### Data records
PR #246, opened 2017-09-06
Fix mysterious postgresql 4.1.0 build failure

fehrenbach:
Turns out we were trying to recompile the OPAM-installed version of postgresql. I still don't know why it started breaking now, but we shouldn't do that. See here for the full story: https://github.com/mmottl/postgresql-ocaml/issues/21

This PR assumes that we will only ever use the OPAM-installed version. This way we can use the regular mechanism for linking with OPAM-installed dependencies. We don't require the whole CLIBS, EXTRA_LIBDIR, and stuff anymore, I think.

I only tested the postgresql backend.

Someone who knows anything about Makefiles should check whether this makes sense.
Anyone who cares about MySQL/SQLite should check them.

### DIFF
--- a/Makefile
+++ b/Makefile
@@ -7,31 +7,21 @@ export OCAMLFLAGS=-syntax camlp4o
 
 PATH := $(PATH):deriving
 
-POSTGRESQL_LIBDIR=$(shell ocamlfind query postgresql)
-SQLITE3_LIBDIR=$(shell ocamlfind query sqlite3)
-MYSQL_LIBDIR=$(shell ocamlfind query mysql)
-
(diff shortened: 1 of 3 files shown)


dhil:
Good job @fehrenbach -- thank you!

jamescheney:
It would be good to merge this before making the new version (Dalry/0.7).  Is there something preventing this from being merged?

jamescheney:
Oh wait, I'm supposed to review it - sorry, that happened while I was at ICFP.

jamescheney:
I will merge this tomorrow unless anyone objects (or merges first).

PR #248, opened 2017-09-15
Extend XML support; Clean up JS

elordin:
- [x] XML <-> Variant type conversions
- [x] Various XML util methods
- [x] Name-spaced XML (currently by variant-type only, not via manual input + parser)
- [x] Remove the YAHOO library
- [x] Some general clean up in `jslib`
- [x] Add strict mode in `jslib`
- [x] Update js compiler to use strict mode


elordin:
Tested all (nodb) examples + chatserver. All work as intended.

elordin:
CI fails with
```
!FAILURE: XML Construction
  error: XML Construction
      (Unexpected stdout: expected `<foo id="bar" class="baz"><div/></foo> : XmlItem'; got `<foo id="bar"class="baz"><div/></foo> : XmlItem')
```
(`/tests/xml.tests`)

Test-case is
```
XML Construction 
makeXml("foo", [ ("id", "bar"), ("class", "baz") ], <div/>)
stdout : <foo id="bar" class="baz"><div/></foo> : XmlItem  
```
which, when I execute it manually, produces the correct output.

Can someone else please double check this ?!

fehrenbach:
That's probably my fault. I'll have a look.

elordin:
Don't think it's your fault. 
The error also occurs when running the tests locally.
But somehow the space between attributes is only missing in this specific test-case and only when running as a test-case.
Other tests are fine and executing that code manually also produces the correct output.

fehrenbach:
Okay, so this works on master.
In your branch it misses the space when `print_pretty` is set to true.

```
stefan@icarus:~/src/links xml-support$ ./links --config=pretty.config -e 'makeXml("foo", [ ("id", "bar"), ("class", "baz") ], <div/>)'
<foo id="bar" class="baz"><div/></foo> : XmlItem
stefan@icarus:~/src/links xml-support$ ./links --config=nopretty.config -e 'makeXml("foo", [ ("id", "bar"), ("class", "baz") ], <div/>)'<foo id="bar"class="baz"><div/></foo> : XmlItem
```

I don't have to time right now to dig through >6000 changed lines. If you still have a more fine-grained history around, you might want to try to bisect this.

There seems to be a newline missing, too. This suggests string_of_value is not working as intended. Another way is to force string_of_value use by using `show`:

```
stefan@icarus:~/src/links xml-support$ ./links --config=nopretty.config -e 'show(makeXml("foo", [ ("id", "bar"), ("class", "baz") ], <div/>))'
"<foo id="bar"class="baz"><div/></foo>" : String
stefan@icarus:~/src/links xml-support$ ./links --config=pretty.config -e 'show(makeXml("foo", [ ("id", "bar"), ("class", "baz") ], <div/>))'
"<foo id="bar"class="baz"><div/></foo>" : String
```

This also works in master, though...

fehrenbach:
One idea: do you call string_of_value on `Attr`s and concatenate?

dhil:
@elordin do the examples run with `enable_handlers = true`?

jamescheney:
If you test locally, make sure you delete prelude.links.cache.  Otherwise,
Links might happily load the old version of the prelude and use the oldv
ersion of makeXml, shadowing the buggy version.

jamescheney:
Hmm... seems to be a difference in how `XmlItem` vs. `Xml`s (== `[XmlItem]`s) are printed.

Also Links correctly parses XML without spaces between closing `"`s and the following attribute name.  Is that legal XML?

```
$ ./links -w
 _     _ __   _ _  __  ___
/ |   | |  \ | | |/ / / ._\
| |   | | , \| |   /  \  \
| |___| | |\ \ | |\ \ _\  \
|_____|_|_| \__|_| \_|____/
Welcome to Links version 0.7 (Dalry)
links> makeXml("foo", [ ("id", "bar"), ("class", "baz") ], <div/>);
<foo id="bar"class="baz"><div/></foo> : XmlItem

links> <foo id="bar"class="baz"><div/></foo>;
<foo id="bar" class="baz"><div/></foo> : Xml

links> [makeXml("foo", [ ("id", "bar"), ("class", "baz") ], <div/>)];
<foo id="bar" class="baz"><div/></foo> : [XmlItem]
```

elordin:
> Also Links correctly parses XML without spaces between closing "s and the following attribute name. Is that legal XML?

No, it is not.

What exactly is the `-w` flag for? Since without it there is no missing space between attributes.

jamescheney:
`-w` puts Links into web mode, which (along with some other complicated conditions) suffices to disable pretty-printing:

https://github.com/links-lang/links/blob/c6b76f55deb4110027dff837bf8a52c18e5002c2/links.ml#L18

elordin:
Just checked on `master`. Same behaviour.

So I'll just add the test case with `ignore` for now and defer fixing that as a bug.

With that this PR is ready for merging.

jamescheney:
The immediate reason for the regression is probably that changing the return type of `makeXml` from `Xml` (in prelude.links) to `XmlItem` (in lib.ml) unmasked a bug in XML pretty printing, but so far I can't see what the bug is.  Happy with merging.

dhil:
Can you confirm that you have tested the web examples with `enable_handlers=true`?

elordin:
> Web examples ~"chatserver" and~ "progress" are broken when enable_handlers=true.

FTFY. Progress-bar example works, chatserver still as broken as it is on `master`

dhil:
@elordin please synchronise the branch `xml-support` with `master`. Then I will try some handlers examples with your changes.

elordin:
Just for the record:
```
Failed to execute 'atob' on 'Window': The string to be decoded is not correctly encoded.
```
has, in all cases that I have seen so far, been a `500 Internal Server` error. So there should be an error on the servers `stderr` (which is the jsonparse error in this case because I only updated the way XML is encoded in one direction, m.c.)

### WORK ORDER
All lines above from the one containing "PATH := $(PATH):deriving" to the one containing "- [x] Remove the YAHOO library" must be repeated exactly, both lines included, and no others.

### YOUR SOLUTION
 PATH := $(PATH):deriving
 
-POSTGRESQL_LIBDIR=$(shell ocamlfind query postgresql)
-SQLITE3_LIBDIR=$(shell ocamlfind query sqlite3)
-MYSQL_LIBDIR=$(shell ocamlfind query mysql)
-
(diff shortened: 1 of 3 files shown)


dhil:
Good job @fehrenbach -- thank you!

jamescheney:
It would be good to merge this before making the new version (Dalry/0.7).  Is there something preventing this from being merged?

jamescheney:
Oh wait, I'm supposed to review it - sorry, that happened while I was at ICFP.

jamescheney:
I will merge this tomorrow unless anyone objects (or merges first).

PR #248, opened 2017-09-15
Extend XML support; Clean up JS

elordin:
- [x] XML <-> Variant type conversions
- [x] Various XML util methods
- [x] Name-spaced XML (currently by variant-type only, not via manual input + parser)
- [x] Remove the YAHOO library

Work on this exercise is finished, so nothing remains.